Search code examples
powershelltext-parsing

Powershell: Combine next line with current line


I am looking for desired output as shown below. The main concept is to join the next line with current line and result into one line if it ends with a character.

Thank you

Current Output Desired Output

$file = 'textfile.txt'
$reportObject = @() 

foreach ($line in $file) {

  $content = [IO.File]::ReadAllLines($file)

  for ($i = 0; $i -lt $content.count; $i++) {

    $line = $content[$i]

    if ($line.StartsWith("Users")) {

      $a = 0

      while ($content[$i + $a].EndsWith("\")) {                                                #"

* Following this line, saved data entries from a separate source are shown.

PR #3963, opened 2022-02-16
Issue #5512: Fix path in hook_views_api is not really optional

### LINKED ISSUE #5512: Fixed: Views hooks are not invoked without a defined `path` in `hook_views_api()`.
## Description of the bug

According to documentation of **hook_views_api**, the **path** parameter is **_optional_**, see https://docs.backdropcms.org/api/backdrop/core%21modules%21views%21views.api.php/function/hook_views_api/1

However, if it is not specified in the hook, it is not set at all and consequently the hook is not invoked as it should be.

## Steps To Reproduce

1. Define a **hook_views_data** as a function custom_module_views_data() in a module's custom_module.views.inc file.
2. Define a **hook_views_api** in a module's custom_module.module file, without giving a path:
```
function custom_module_views_api() {
   return array(
    'api' => 3,
  );
}
```
3. Check the return value of [views_module_include](https://docs.backdropcms.org/api/backdrop/core%21modules%21views%21views.module/function/views_module_include/1)('views', true);

## Actual behavior
The return value does not include a key for the hook_views_api defined in the custom module.
Subsequently, the function [views_include_handlers](https://docs.backdropcms.org/api/backdrop/core%21modules%21views%21views.module/function/views_include_handlers/1) called from [_views_fetch_data_build](https://docs.backdropcms.org/api/backdrop/core%21modules%21views%21includes%21cache.inc/function/_views_fetch_data_build/1)() does not load it and the hook is not invoked by [module_invoke_all](https://docs.backdropcms.org/api/backdrop/core%21includes%21module.inc/function/module_invoke_all/1)('[views_data](https://docs.backdropcms.org/api/backdrop/core%21modules%21views%21views.api.php/function/hook_views_data/1)').
The correctly defined hooks are not invoked by Views module.

## Expected behavior
The hooks defined in the custom module are invoked by Views module.
The return value of views_module_include('views', true) includes a key for the hook_views_api defined in the custom module.
This is the behavior in Drupal 7 and makes the path in hook_views_api optional, as documented (and used in Drupal contrib modules. Note: I just noticed this issue while trying to port a module)).

## Additional information
Backdrop version: 1.21.1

        $reportObject += $content[$i + $a]

        $a++

      }

      $reportObject += $content[$i + $a]

    }

  }
  $reportObject
}

Solution

  • # Use
    #   $reportObject = (Get-Content ...
    # to assign the resulting array of lines to your variable.
    (Get-Content -Raw textfile.txt) -replace '\\\r?\n' -split '\r?\n'
    
    • Get-Content -Raw textfile.txt reads the entire file into a single, multi-line strings, due to use of Get-Content's -Raw switch.

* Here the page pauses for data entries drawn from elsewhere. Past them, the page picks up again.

PR #3971, opened 2022-03-03
Issue 5528: don't renumber $roles numeric array keys

### LINKED ISSUE #5528: Fixed: Administrator Role form saves wrong value on sites with numeric role machine name
## Description of the bug

Upgrading a Drupal 7 site creates roles where the machine name is a number, like "3". This breaks the code that generates the Administrator Role form element in user_admin_roles() form. Specifically the call to array_unshift() renumbers numeric keys of the $roles array.  The select element generated is:
```
<select id="edit-user-admin-role" name="user_admin_role" class="form-select">
<option value="0">disabled</option>
<option value="1" selected="selected">Administrator</option>
</select>
```
The option value for the "Administrator" choice should be "3".

Note that this will also happen if you create a role with a numeric name, such as "7".

## Steps To Reproduce

To reproduce the behavior:
1. Upgrade a Drupal 7 site with an Administrator Role set
2. Visit Administration > Configuration > User accounts > Roles
3. Notice that the Administrator Role appears to be 'disabled'
4. Change the Administrator Role to your D7 admin role, and Save.

## Actual behavior

user_admin_role configuration setting is set to 1

## Expected behavior

user_admin_role configuration setting should be the array key for "Administrator" role, i.e., "3".

jromine:
array_unshift() will renumber numeric array keys, so use array plus (+)
instead which preserves keys.

Fixes https://github.com/backdrop/backdrop-issues/issues/5528

### DIFF
--- a/core/modules/user/user.admin.inc
+++ b/core/modules/user/user.admin.inc
@@ -527,7 +527,7 @@ function user_admin_roles($form, $form_state) {
   // Add the "disabled" option to the top of the roles list (makes sure that
   // this is the selected option if the role that was previously set as admin is
   // deleted).
-  array_unshift($roles, t('disabled'));
+  $roles = array(0 => t('disabled')) + $roles;
   $form['admin_role']['user_admin_role'] = array(
     '#type' => 'select',
     '#title' => t('The role that will be automatically assigned new permissions whenever a module is enabled:'),


core/modules/user/user.admin.inc
```diff
@@ -527,7 +527,7 @@ function user_admin_roles($form, $form_state) {
   // Add the "disabled" option to the top of the roles list (makes sure that
   // this is the selected option if the role that was previously set as admin is
   // deleted).
-  array_unshift($roles, t('disabled'));
+  $roles = array(0 => t('disabled')) + $roles;
```
docwilmot, line 530: why not `$roles = array('disabled' => t('disabled')) + $roles;`?

jromine: @docwilmot Backdrop seems to use 0 to mean user_admin_role setting is disabled. So perhaps open another issue to change that to a new value, since it would need to change in many places.

argiepiano: I agree with @jromine about opening this as a separate issue. Backdrop often does this (for example in filter.admin.inc):
`  elseif ($admin_role = config_get('system.core', 'user_admin_role')) {`
meaning that you need a 0 value to disable the admin role.

quicksketch:
Thanks @jromine! Merged into 1.x and 1.21.x.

    • -replace '\\\r?\n' replaces a \ char. (escape as \\) followed by a newline (\r?\n)[1] with the (implied) empty string, and therefore effectively removes the matched sequence.

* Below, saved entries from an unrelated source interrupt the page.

PR #3972, opened 2022-03-04
Issue #5455: Add fallback to HTTP for Update Manager

### LINKED ISSUE #5455: Add fallback to HTTP for update manager
## Description of the need

We are seeing a new frustrated Forum post regarding this (https://forum.backdropcms.org/forum/not-possible-check-upgrades). This seems to come up regularly.

I experienced this issue and the problem was that Backdrop uses SSL to check for updates, and my local certificate used by stream_socket_client to make this socket connection with the server was expired. See https://forum.backdropcms.org/forum/issues-checking-updates-localhost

      • For more information about the regex-based -replace operator, see this answer.
    • -split '\r?\n' splits the resulting string back into an array of individual lines.

      • For more information about the regex-based -split operator, see about_Split.

    Note: If the input file had a trailing newline, the above array will have an additional empty element at the end:

    • If there are no other empty lines in the input (that you need to preserve), you can simply append -ne '' to the command above to remove all empty-string elements.

    • To only remove the last element, the simplest (albeit not most efficient) solution is to append
      | Select-Object -SkipLast 1 - see Select-Object's documentation.


    [1] This regex is a cross-platform way of matching a newline: it matches both Windows-style CRLF sequences (\r\n) and Unix-style LF-only (\n) newlines.